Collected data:
»»
PR #622, opened 2021-03-11
workflow changes

melindaloubser1:
- Consolidate workflows into a continuous integration flow that runs on PRs, and a continuous deployment flow that runs on merge.
- Use automerge instead of mergepal
- Use RasaHQ changed files filter 
- Use job level conditions (available since mid-2020) instead of step-level conditions


melindaloubser1:
@HotThoughts Do you know what is necessary here to enable auto-update on auto-merge? I saw in the rasa repo that this workflow https://github.com/RasaHQ/rasa/blob/main/.github/workflows/automatic-pr-update.yml still exists although we're now using Github's automerge, and wasn't sure if I also needed one on this repo

HotThoughts:
> @HotThoughts Do you know what is necessary here to enable auto-update on auto-merge? I saw in the rasa repo that this workflow https://github.com/RasaHQ/rasa/blob/main/.github/workflows/automatic-pr-update.yml still exists although we're now using Github's automerge, and wasn't sure if I also needed one on this repo

I guess we need to enable both since they have different duties. GitHub's auto-merge is to merge the PR to the base branch if the PR is reviewed and all checks passed, while auto-update is to merge base branch to the PR when base branch is updated. 

In short, they both deal with the PR and the base branch, but have opposite directions. 
- Auto-merge: PR -> main
- Auto-update: main -> PR

> If you enable auto-merge for a pull request, the pull request will merge automatically when all required reviews are met and status checks have passed. Auto-merge prevents you from waiting around for requirements to be met, so you can move on to other tasks.

melindaloubser1:
Ah! That makes sense. So I should use a similar workflow to the one in the rasa repo here then. Do you know where I get `RASABOT_AUTOMERGE_GITHUB_TOKEN`?

HotThoughts:
🤔 We need someone who has the access to the rasabot account and also can add the token to this repo. I guess @tmbo ?

melindaloubser1:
««
* [EXERCISE AIM]
Repeat each line above exactly as it stands.

* [ANSWER BOX]
PR #622, opened 2021-03-11
workflow changes

melindaloubser1:
- Consolidate workflows into a continuous integration flow that runs on PRs, and a continuous deployment flow that runs on merge.
- Use automerge instead of mergepal
- Use RasaHQ changed files filter 
- Use job level conditions (available since mid-2020) instead of step-level conditions


melindaloubser1:
@HotThoughts Do you know what is necessary here to enable auto-update on auto-merge? I saw in the rasa repo that this workflow https://github.com/RasaHQ/rasa/blob/main/.github/workflows/automatic-pr-update.yml still exists although we're now using Github's automerge, and wasn't sure if I also needed one on this repo

HotThoughts:
> @HotThoughts Do you know what is necessary here to enable auto-update on auto-merge? I saw in the rasa repo that this workflow https://github.com/RasaHQ/rasa/blob/main/.github/workflows/automatic-pr-update.yml still exists although we're now using Github's automerge, and wasn't sure if I also needed one on this repo

I guess we need to enable both since they have different duties. GitHub's auto-merge is to merge the PR to the base branch if the PR is reviewed and all checks passed, while auto-update is to merge base branch to the PR when base branch is updated. 

In short, they both deal with the PR and the base branch, but have opposite directions. 
- Auto-merge: PR -> main
- Auto-update: main -> PR

> If you enable auto-merge for a pull request, the pull request will merge automatically when all required reviews are met and status checks have passed. Auto-merge prevents you from waiting around for requirements to be met, so you can move on to other tasks.

melindaloubser1:
Ah! That makes sense. So I should use a similar workflow to the one in the rasa repo here then. Do you know where I get `RASABOT_AUTOMERGE_GITHUB_TOKEN`?

HotThoughts:
🤔 We need someone who has the access to the rasabot account and also can add the token to this repo. I guess @tmbo ?

melindaloubser1:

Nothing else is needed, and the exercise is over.